**What you have to do:** From the entries below, copy out all lines holding "next".

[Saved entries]
**********
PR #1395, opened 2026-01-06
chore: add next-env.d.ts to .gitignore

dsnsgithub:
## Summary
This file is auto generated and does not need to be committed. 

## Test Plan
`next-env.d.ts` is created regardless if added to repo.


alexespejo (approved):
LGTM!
**********
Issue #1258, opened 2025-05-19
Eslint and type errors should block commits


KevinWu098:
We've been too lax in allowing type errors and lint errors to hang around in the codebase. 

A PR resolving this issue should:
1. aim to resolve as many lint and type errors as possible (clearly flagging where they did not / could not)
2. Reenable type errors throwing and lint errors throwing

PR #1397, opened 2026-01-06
**********
**Solved problem:**
chore: add next-env.d.ts to .gitignore
`next-env.d.ts` is created regardless if added to repo.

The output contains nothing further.